Getting it installed and working properly is the first task:
It depends on a lot of other software, including HMMER3, biopython, and others
You will need to install the conda system in order to even install itsxpress
miniconda installation instructions
Vsearch installation
BBtools installation
Once you have installed itsxpress and its dependencies, make sure it’s in your $PATH (add it if necessary) so the program can be found, and then take a look at how to use it from the help page.
You need to run itsxpress on all the fastq files in our data set, making sure to stash all the output information and diagnostics for each file.

That data set, once unzipped, contains 15 samples (each in its own file) of ITS amplicons. The sample names are:

    CC1,CC2,CC3,CC4,CC5,CR1,CR2,CR3,CR4,CR5,PF1,PF3,PF5,SW1,SW2

The problem is that the amplicons have overhanging regions outside of the ITS1 that we want, so wee need to extract just the regions of reads in each sample that corresponds to the ITS1 section and remove the partial 18S and 5.8S sections.

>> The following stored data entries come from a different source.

PR #136, opened 2025-07-03
OverviewTab now displays package name

aashir21:
# Why?

- Refer to https://github.com/galasa-dev/projectmanagement/issues/2300
- REST API will have to support returning a stream name while fetching test run details, so omitted in this story. Will craft a new story for that.

### DIFF
--- a/galasa-ui/src/components/test-runs/OverviewTab.tsx
+++ b/galasa-ui/src/components/test-runs/OverviewTab.tsx
@@ -49,6 +49,10 @@ const OverviewTab = ({ metadata }: { metadata: RunMetadata }) => {
         title={`${translations("test")}:`}
         value={metadata?.testName}
       />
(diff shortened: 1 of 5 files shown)


galasa-ui/src/components/test-runs/OverviewTab.tsx
```diff
@@ -49,6 +49,10 @@ const OverviewTab = ({ metadata }: { metadata: RunMetadata }) => {
         title={`${translations("test")}:`}
         value={metadata?.testName}
       />
+      <InlineText
+        title={`${translations("package")}:`}
+        value={metadata?.package}
+      />
```
eamansour, line 55: Minor - might be worth updating a unit test to check that the package is being rendered in the overview tab?

eamansour (approved):

PR #144, opened 2020-06-29
Blacklist files per repository

hanzei:
#### Summary
Instead of a global list the file blacklist should be per repo. 

I didn't add a unit test as there is currently no way to mock the circleci client.

#### Ticket Link
https://mattermost.atlassian.net/browse/DOPS-136


server/circleci.go
```diff
@@ -43,20 +44,26 @@ func (s *Server) triggerCircleCiIfNeeded(pr *model.PullRequest) {
...
-				mlog.Error("File is on the blacklist and will not retrigger circleci to give the contexts", mlog.String("repo", pr.RepoName), mlog.Int("pr", pr.Number), mlog.String("Fullname", pr.FullName))
-				msg := fmt.Sprintf("The file `%s` is in the blacklist and should not be modified from external contributors, please if you are part of the Mattermost Org submit this PR in the upstream.\n /cc @mattermost/core-security @mattermost/core-build-engineers", prFile.GetFilename())
-				s.sendGitHubComment(pr.RepoOwner, pr.RepoName, pr.Number, msg)
-				return
+		for _, blackListItem := range blackList {
+			for _, prFile := range prFiles {
+				if prFile.GetFilename() == blackListItem {
+					mlog.Error("File is on the blacklist and will not retrigger circleci to give the contexts", mlog.String("repo", pr.RepoName), mlog.Int("pr", pr.Number), mlog.String("Fullname", pr.FullName))
+					msg := fmt.Sprintf(
+						"The file `%s` is in the blacklist for external contributors. Hence, these changes are not tested by the CI pipeline active until the PR is merged. Please be careful when reviewing it.\n /cc @mattermost/core-security @mattermost/core-build-engineers",
```
jupenur, line 62: > changes are not tested by the CI pipeline active until the PR is merged

This is inaccurate. An org member can trigger the checks for the contributor afaik, and then they should run just fine.

hanzei:
Why should `.circleci/config.yml` get blacklisted for repositories without any context?

jupenur:
@hanzei because that's where the contexts are assigned. There are also a couple of other entries that need to remain global, but I won't name them here in public for reasons.

metanerd:
Requesting a review by @agnivade because of mattermod revamp.

server/circleci.go
```diff
@@ -43,20 +44,26 @@ func (s *Server) triggerCircleCiIfNeeded(pr *model.PullRequest) {
...
-	// List the files that was modified or added in the PullRequest
-	prFiles, _, err := s.GithubClient.PullRequests.ListFiles(context.Background(), pr.RepoOwner, pr.RepoName, pr.Number, nil)
-	if err != nil {
-		mlog.Error("Error listing the files from a PR", mlog.String("repo", pr.RepoName), mlog.Int("pr", pr.Number), mlog.String("Fullname", pr.FullName), mlog.Err(err))
-		return
-	}
+	blackList, ok := s.Config.FileBlacklist[pr.RepoName]
+	if ok {
+		// List the files that was modified or added in the PullRequest
+		var prFiles []*github.CommitFile
```
agnivade, line 50: Any reason this needs to be declared as a separate variable?

server/circleci.go
```diff
@@ -43,20 +44,26 @@ func (s *Server) triggerCircleCiIfNeeded(pr *model.PullRequest) {
...
-		for _, blackListPath := range s.Config.BlacklistPaths {
-			if prFile.GetFilename() == blackListPath {
-				mlog.Error("File is on the blacklist and will not retrigger circleci to give the contexts", mlog.String("repo", pr.RepoName), mlog.Int("pr", pr.Number), mlog.String("Fullname", pr.FullName))
-				msg := fmt.Sprintf("The file `%s` is in the blacklist and should not be modified from external contributors, please if you are part of the Mattermost Org submit this PR in the upstream.\n /cc @mattermost/core-security @mattermost/core-build-engineers", prFile.GetFilename())
-				s.sendGitHubComment(pr.RepoOwner, pr.RepoName, pr.Number, msg)
-				return
+		for _, blackListItem := range blackList {
+			for _, prFile := range prFiles {
+				if prFile.GetFilename() == blackListItem {
+					mlog.Error("File is on the blacklist and will not retrigger circleci to give the contexts", mlog.String("repo", pr.RepoName), mlog.Int("pr", pr.Number), mlog.String("Fullname", pr.FullName))
```
agnivade, line 60: Perhaps (re)trigger is better?

server/circleci.go
metanerd: There needs to be a separate PR for platform-private/mattermod.

agnivade: Did you mean to make this comment on my parent message or the one you replied to?

metanerd: > If this gets auto-deployed when pushed to master, it will break because it expects the config to be in a different way. How do we plan to handle this? @metanerd

To this one.

hanzei:
@agnivade @metanerd @jupenur I've updated the PR to be backward compatible. PTAL

server/circleci.go
```diff
@@ -49,11 +49,17 @@ func (s *Server) triggerCircleCiIfNeeded(ctx context.Context, pr *model.PullRequ
...
-		for _, blockListPath := range s.Config.BlacklistPaths {
+		for _, blockListPath := range blockList {
 			if prFile.GetFilename() == blockListPath {
-				mlog.Error("File is on the blocklist and will not retrigger circleci to give the contexts", mlog.String("repo", pr.RepoName), mlog.Int("pr", pr.Number), mlog.String("Fullname", pr.FullName))
-				msg := fmt.Sprintf("The file `%s` is in the blocklist and should not be modified from external contributors, please if you are part of the Mattermost Org submit this PR in the upstream.\n /cc @mattermost/core-security @mattermost/core-build-engineers", prFile.GetFilename())
+				mlog.Error("File is on the blocklist and will not re-trigger circleci to give the contexts", mlog.String("repo", pr.RepoName), mlog.Int("pr", pr.Number), mlog.String("Fullname", pr.FullName))
+				msg := fmt.Sprintf("The file `%s` is in the blacklist for external contributors. Hence, these changes are not tested by the CI pipeline active until the build is re-triggered by a core committer or the PR is merged. Please be careful when reviewing it.\n /cc @mattermost/core-security @mattermost/core-build-engineers", prFile.GetFilename())
```
agnivade, line 62: "blocklist" to be consistent with the codebase.

server/circleci.go
```diff
@@ -49,11 +49,17 @@ func (s *Server) triggerCircleCiIfNeeded(ctx context.Context, pr *model.PullRequ
 		return
 	}
 
+	blockList := s.Config.BlacklistPaths
```
agnivade, line 52: To clarify, does this repo level list act as an override to the global list? Or is the global list supposed to go away? If it's the latter, then it might create considerable bloat in the config because we would need to add a block list for every repo that is tracked.

I am assuming this acts only as an override.

hanzei: As requested by @jupenur the global list should be kept as there are certain files that are blocked in every repo. The repo specific list is an extension of the global list and the union of both is used.

metanerd:
Can we adapt the config for this PR https://github.com/mattermost/platform-private/pull/265  and get it through a security review?

server/circleci.go
agnivade: Right, thanks.

config/config-mattermod.default.json
```diff
@@ -83,6 +83,7 @@
     "SignedCLAURL": "",
     "NeedsToSignCLAMessage": "",
     "BlacklistPaths": [],
```
metanerd, line 85: Maybe to make it more clear we could name it something like BlacklistPathsBase?

server/circleci.go
```diff
@@ -49,11 +49,17 @@ func (s *Server) triggerCircleCiIfNeeded(ctx context.Context, pr *model.PullRequ
...
+	repoBlockList, ok := s.Config.RepoBlockListPaths[pr.RepoName]
+	if ok {
+		blockList = append(blockList, repoBlockList...)
```
metanerd, line 55: :thinking: Can I also get privately messaged the list of files please?

config/config-mattermod.default.json
hanzei: I was asked by @jupenur to keep this PR backwards compatible. I'm 0/5 on this topic.

jupenur: I don't care about the naming in particular, but @agnivade had some concerns regarding deployment.

agnivade: I initially thought that the new key would replace the old one, which would have been a compatibility break. But Elisabeth is suggesting to rename the config param, which is a different thing, but yet another compatiblity break. I am 0/5 too.

hanzei: I think it's worth the naming cleanup here. `BlockListPathsGlobal` and `BlockListPathsPerRepo` is want I went with.

server/circleci.go
hanzei: You mean the new list?  See https://github.com/mattermost/platform-private/pull/265 for that.

hanzei:
I've updated my branch with the changes from https://github.com/mattermost/mattermost-mattermod/pull/215 and added a test.

@metanerd is this PR ready to get merged and deployed?

metanerd:
Yes, gonna deploy now!

PR #145, opened 2020-06-29
[MM-26418] Extract AWS Session creation

ethervoid:
#### Summary

This PR changes how the AWS session is created. Now is created with the server instance and is located in the Server struct to avoid creating a new session every time

#### Ticket Link

https://mattermost.atlassian.net/browse/MM-26418

### DIFF
--- a/server/server.go
+++ b/server/server.go
@@ -36,7 +36,7 @@ type Server struct {
 	Builds               buildsInterface
 	commentLock          sync.Mutex
 	StartTime            time.Time
-	AWSSession           *session.Session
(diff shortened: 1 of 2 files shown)


server/server.go
```diff
@@ -35,6 +36,7 @@ type Server struct {
 	Builds               buildsInterface
 	commentLock          sync.Mutex
 	StartTime            time.Time
+	AWSSession           *session.Session
```
agnivade, line 39: Any reason to keep this exported?

ethervoid: No at all. Changed

PR #146, opened 2020-06-29
[MM26383] server/server_test: remove globals and slim down tests

isacikgoz:
#### Summary
This PR removes global state form `server_test` and also slims down the test to actually test the `ping()` endpoint. There were too much initialization and complexity for only testing a single endpoint. If server is need to be tested, it should be handled in a different test.

#### Ticket Link
https://mattermost.atlassian.net/browse/MM-26383

### DIFF
--- a/server/server_test.go
+++ b/server/server_test.go
@@ -4,82 +4,43 @@
 package server
 
 import (
-	"flag"
 	"io/ioutil"
 	"net/http"
 	"net/http/httptest"
-	"os"
 	"path/filepath"
-	"strings"
 	"testing"
+	"time"
 
+	"github.com/stretchr/testify/assert"
 	"github.com/stretchr/testify/require"
 
-	"github.com/mattermost/mattermost-server/v5/mlog"
 	"github.com/xeipuuv/gojsonschema"
 )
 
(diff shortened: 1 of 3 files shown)


server/server_test.go
```diff
@@ -4,82 +4,45 @@
...
 	bytesLoader := gojsonschema.NewBytesLoader(bytes)
 
 	dir, err := filepath.Abs(filepath.Dir(""))
-	if err != nil {
-		mlog.Error("unable to find project path")
-	}
-	jsonLoader := gojsonschema.NewReferenceLoader("file://" + dir + "/schema/ping.schema.json")
+	assert.NoError(t, err)
 
+	jsonLoader := gojsonschema.NewReferenceLoader("file://" + dir + "/schema/ping.schema.json")
```
agnivade, line 39: I thought the ticket was also about removing this pingschema.json. Any reason this is here? We should do a json unmarshal and verify the contents.

isacikgoz: I thought the test is more about *at least* ensuring the response is in a certain schema. 🤷 Updated the PR anyway..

In other words, your documented script should automatically perform the following for each file:

1. Extract the ITS1 regions from each sample (AKA, from each file)
2. Non-default parameters for ITSxpress should be:
  - these are single reads (not paired)
  - save *only* the ITS1 region
  - search for ITS1 reads from *all* taxonomic groups
3. Store all diagnostic log information in a unique file for each sample
4. Be sure that each file gets its own log file

Further, we want to get some summary information about how many reads in each file successfully had an ITS1 detection and extraction
Use grep, sed, awk, cut, paste (or whatever tools you need) to extract summary info out of the log files about how well itsxpress performed

1. How many input sequences were there?
2. How many output ITS1 sequences made it through?
3. How long did it take to run for each file?
4. Save this selected summary info (for each sample) into a new file called "ITSxpress_summary_info.txt"
  - This file should be organized well enough so that for each sample, it's easy to see the selected summary info associated with it... something like this (looks ugly, but it's tab-separated):



    Filename    Seqs in Seqs out    Elapsed time
    DNA.CAC.CC1.ITS_S2_L001_R1_001.fastq    28009   15229   00:02:36
    DNA.CAC.CR5.ITS_S20_L001_R1_001.fastq   13630   5723    00:01:27
    . . .

Now your files are ready for taxonomic assignment!

What to turn in:

Store a cleaned-up plain-text file that documents the code you used to accomplish everything
Be sure to include comments explaining what is going on in your code
Upload that plain-text file to Canvas. You’ll be graded on completeness, documentation, and readability.
Copy/Paste the contents of ITSxpress_summary_info.txt into the text entry box of the Canvas assignment as well.